Recorded data

PR #783, opened 2020-01-31
VIITE-2278. Disable save-buttons from nodes and junctions forms in QA…

kohonenm:
… and Prod

### DIFF
--- a/viite-UI/src/view/JunctionEditForm.js
+++ b/viite-UI/src/view/JunctionEditForm.js
@@ -127,6 +127,12 @@
         });
         return false;
       });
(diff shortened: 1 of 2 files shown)


viite-UI/src/view/JunctionEditForm.js
```diff
@@ -127,6 +127,10 @@
         });
         return false;
       });
+      var saveBtnDisabled = (Environment.name() === 'integration' || Environment.name() === 'production');
+      if (!saveBtnDisabled ) {
```
skosonen: This if should be removed.

PR #787, opened 2020-02-07
VIITE-2281 Problem in adding Left track first instead of Right track

Campanha:
Adding Left track first instead of Right track, should close the form even when not calculated properly, due to missing opposite track


Campanha:
all tests passing at: http://livibuild04.vally.local/jenkins/job/viite/job/Run-Tests/173/console

PR #789, opened 2020-02-11
VIITE-2282 Starting point when multiple discontinuities

skosonen:
Implemented unit tests. The actual problem was fixed in another issue.


skosonen:
Tests pass.

PR #793, opened 2020-02-13
Viite 2055 attaching templates to node

andre-policarpo:


viite-UI/src/view/NodeForm.js
```diff
@@ -395,18 +415,22 @@
...
-      if (!saveBtnDisabled && textIsNonEmpty && nodeTypeIsValid && dateIsNonEmpty && selectedNode.isDirty()) {
-        $('.btn-edit-node-save').prop('disabled', !saveBtnDisabled);
-      }
+    var disableAutoComplete = function () {
+      $('#nodeName').attr('autocomplete', 'false');
+      $('#nodeStartDate').attr('autocomplete', 'false');
+    };
+
+    var formIsInvalid = function () {
+      //  TODO check if this is still necessary for this branch:
```
Campanha: the Tallenna button should be enabled to all environments after its implementation right?

PR #796, opened 2020-02-17
VIITE-2289 findChainEndpoints failing test

Campanha:


digiroad2-viite/src/test/scala/fi/liikennevirasto/viite/process/TrackSectionOrderSpec.scala
```diff
@@ -275,7 +275,7 @@ class TrackSectionOrderSpec extends FunSuite with Matchers {
   }
 
   // TODO Fix this test or the code it tests
```
skosonen: TODO-comment should be removed if this test is fixed.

§ Work request: The data above needs retyping. Reproduce each line exactly.

§ Solution to this problem:
PR #783, opened 2020-01-31
VIITE-2278. Disable save-buttons from nodes and junctions forms in QA…

kohonenm:
… and Prod

### DIFF
--- a/viite-UI/src/view/JunctionEditForm.js
+++ b/viite-UI/src/view/JunctionEditForm.js
@@ -127,6 +127,12 @@
         });
         return false;
       });
(diff shortened: 1 of 2 files shown)


viite-UI/src/view/JunctionEditForm.js
```diff
@@ -127,6 +127,10 @@
         });
         return false;
       });
+      var saveBtnDisabled = (Environment.name() === 'integration' || Environment.name() === 'production');
+      if (!saveBtnDisabled ) {
```
skosonen: This if should be removed.

PR #787, opened 2020-02-07
VIITE-2281 Problem in adding Left track first instead of Right track

Campanha:
Adding Left track first instead of Right track, should close the form even when not calculated properly, due to missing opposite track


Campanha:
all tests passing at: http://livibuild04.vally.local/jenkins/job/viite/job/Run-Tests/173/console

PR #789, opened 2020-02-11
VIITE-2282 Starting point when multiple discontinuities

skosonen:
Implemented unit tests. The actual problem was fixed in another issue.


skosonen:
Tests pass.

PR #793, opened 2020-02-13
Viite 2055 attaching templates to node

andre-policarpo:


viite-UI/src/view/NodeForm.js
```diff
@@ -395,18 +415,22 @@
...
-      if (!saveBtnDisabled && textIsNonEmpty && nodeTypeIsValid && dateIsNonEmpty && selectedNode.isDirty()) {
-        $('.btn-edit-node-save').prop('disabled', !saveBtnDisabled);
-      }
+    var disableAutoComplete = function () {
+      $('#nodeName').attr('autocomplete', 'false');
+      $('#nodeStartDate').attr('autocomplete', 'false');
+    };
+
+    var formIsInvalid = function () {
+      //  TODO check if this is still necessary for this branch:
```
Campanha: the Tallenna button should be enabled to all environments after its implementation right?

PR #796, opened 2020-02-17
VIITE-2289 findChainEndpoints failing test

Campanha:


digiroad2-viite/src/test/scala/fi/liikennevirasto/viite/process/TrackSectionOrderSpec.scala
```diff
@@ -275,7 +275,7 @@ class TrackSectionOrderSpec extends FunSuite with Matchers {
   }
 
   // TODO Fix this test or the code it tests
```
skosonen: TODO-comment should be removed if this test is fixed.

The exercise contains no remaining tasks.